(Aim of the task): All of the records must be given again exactly.

☆ ☆ ☆

PR #5078, opened 2022-01-09
Python bindings: replace unsafe use of tempfile.mktemp() by mkstemp()…

rouault:
… (fixes https://huntr.dev/bounties/59e93871-266a-40be-9aad-4576d3dc48f2/)

CC @idanmiara I'm not sure if all those code paths are tested

### DIFF
--- a/swig/python/gdal-utils/osgeo_utils/auxiliary/color_palette.py
+++ b/swig/python/gdal-utils/osgeo_utils/auxiliary/color_palette.py
@@ -257,12 +257,15 @@ class ColorPalette:
         return s
 
     def write_file(self, color_filename: Optional[PathLikeOrStr] = None, with_ndv: bool = True):
+        tmp_fd = None
         if color_filename is None:
-            color_filename = tempfile.mktemp(suffix='.txt')
+            tmp_fd, color_filename = tempfile.mkstemp(suffix='.txt')
         os.makedirs(os.path.dirname(color_filename), exist_ok=True)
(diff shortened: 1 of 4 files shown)


idanmiara:
> … (fixes https://huntr.dev/bounties/59e93871-266a-40be-9aad-4576d3dc48f2/)
> 
> CC @idanmiara I'm not sure if all those code paths are tested

The report in the link is not public.

I'm looking now at the tests.

rouault:
> The report in the link is not public.

they just point to the fact that tempfile.mktemp() is deprecated and potentially insecure, and mkstemp() should be used instead. The security risk in the GDAL context is probably low in practice, but better use the recommended approach.

idanmiara:
> > The report in the link is not public.
> 
> they just point to the fact that tempfile.mktemp() is deprecated and potentially insecure, and mkstemp() should be used instead. The security risk in the GDAL context is probably low in practice, but better use the recommended approach.

Thanks for this clarification.

idanmiara:
3/4 of the effected functions are tested.
`extent_util.make_temp_vrt` is not tested (it is used in gdal_calc if `extent not in [Extent.IGNORE, Extent.FAIL]`).
I shall add tests for this functionality in another commit. I have some previous commitments to fulfill first.

rouault:
@idanmiara is it good for merging or do you want to have a deeper look ?

idanmiara:
Yes, went over it. Looks good to me. Thanks!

☆ ☆ ☆

(Expected answer):
PR #5078, opened 2022-01-09
Python bindings: replace unsafe use of tempfile.mktemp() by mkstemp()…

rouault:
… (fixes https://huntr.dev/bounties/59e93871-266a-40be-9aad-4576d3dc48f2/)

CC @idanmiara I'm not sure if all those code paths are tested

### DIFF
--- a/swig/python/gdal-utils/osgeo_utils/auxiliary/color_palette.py
+++ b/swig/python/gdal-utils/osgeo_utils/auxiliary/color_palette.py
@@ -257,12 +257,15 @@ class ColorPalette:
         return s
 
     def write_file(self, color_filename: Optional[PathLikeOrStr] = None, with_ndv: bool = True):
+        tmp_fd = None
         if color_filename is None:
-            color_filename = tempfile.mktemp(suffix='.txt')
+            tmp_fd, color_filename = tempfile.mkstemp(suffix='.txt')
         os.makedirs(os.path.dirname(color_filename), exist_ok=True)
(diff shortened: 1 of 4 files shown)


idanmiara:
> … (fixes https://huntr.dev/bounties/59e93871-266a-40be-9aad-4576d3dc48f2/)
> 
> CC @idanmiara I'm not sure if all those code paths are tested

The report in the link is not public.

I'm looking now at the tests.

rouault:
> The report in the link is not public.

they just point to the fact that tempfile.mktemp() is deprecated and potentially insecure, and mkstemp() should be used instead. The security risk in the GDAL context is probably low in practice, but better use the recommended approach.

idanmiara:
> > The report in the link is not public.
> 
> they just point to the fact that tempfile.mktemp() is deprecated and potentially insecure, and mkstemp() should be used instead. The security risk in the GDAL context is probably low in practice, but better use the recommended approach.

Thanks for this clarification.

idanmiara:
3/4 of the effected functions are tested.
`extent_util.make_temp_vrt` is not tested (it is used in gdal_calc if `extent not in [Extent.IGNORE, Extent.FAIL]`).
I shall add tests for this functionality in another commit. I have some previous commitments to fulfill first.

rouault:
@idanmiara is it good for merging or do you want to have a deeper look ?

idanmiara:
Yes, went over it. Looks good to me. Thanks!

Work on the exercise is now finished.